Elizabeth - So we first autoclaved flour and tried to reduce the microbial load that was in the flour itself and mixed it with water and made these really controlled sourdoughs, where we had just one yeast and just one bacteria. And we tried that with all of the most abundant bacteria and yeast that we cultured from sourdough and found that generally we see the same patterns of microbes being able to grow together in the lab as we see in the world.
Eva - Did each of those different starters that you created behave differently in some way?
Elizabeth - We took a subset of 40 starters and looked for differences in the aromas of those doughs. So we partnered with an expert sensory panel and they did both sensory analysis and chemistry on those samples to determine differences in aroma, and then we looked at also the way that the dough rises over time.
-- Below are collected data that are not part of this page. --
PR #2208, opened 2017-06-22
chore(build): Add release script for maintenance

### LINKED ISSUE #2203: Release script for previous version
The v1 now lives in maintenance therefore we can't release new version with the automatic script anymore.

We need to be able to:
 - publish new versions (for fixes)
 - update the documentation

bobylito:
Fixes #2203

This adds a new script to release the maintenance version. It is based on the previous release.sh.

### DIFF
--- a/CONTRIBUTING.md
+++ b/CONTRIBUTING.md
@@ -27,6 +27,7 @@ will be done on the maintenance version.
 To run this project, you will need:
 
 - Node.js >= v7.10.0 and <= 8, use nvm - [install instructions](https://github.com/creationix/nvm#install-script)
+- yarn https://yarnpkg.com/en/
 
 ## Development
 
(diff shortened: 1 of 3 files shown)


CONTRIBUTING.md
```diff
@@ -67,8 +68,19 @@ Files are automatically formatted with prettier.
...
+yarn run release
+```
+
+### Maintenance version
+
+For the maintenance version, go on maintenance (`git checkout maintenance`) and use:
+
 ```sh
-npm run release
+yarn run release-maintenance
```
Haroenv: The `run` can be left out

bobylito: but it works too ;)

vvo: Late to the party: I never managed to run a scrip with yarn that will use "npm publish" at some point. I got credentials not being read for publishing to npm. I believe this is still an issue (and that's why previous command was npm run release).

To me that's one of yarn drawbacks that could make us switch back to npm (because if we need to use both yarn and npm, it's a struggle)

Angela - We detected 123 volatile organic compounds. So those are basically the different compounds that sourdough starters are releasing, and those are thought as a way to capture what's contributing to the flavour profile of sourdough. So the sensory analysis yielded 14 dominant notes across the subset of 40 starters that were selected. And we're talking pretty expected notes such as yeasty, vinegary, but some pretty interesting notes as well, including acetic sour, green apple, fermented sour. We might've had one that was like toasted corn chips.
Eva - Are these like specialists smellers who smell the different starters and can say, "Oh, this is definitely apple"?
Angela - Exactly.
Eva - Okay. And were you able to match up then different combinations of microbes with different aromas and ,ultimately I guess, with the different tastes that the bread would have?
Angela - Right, yeah. So we didn't go as far as actually baking any bread, but we were able to link the functional outputs to what microbes were found in particular starters. I think it's a really cool proof of concept to show that these particular microbes really do yield a very specific sensory output. And this group of microbes was also directly linked to dough rise rates, which is just another functional output.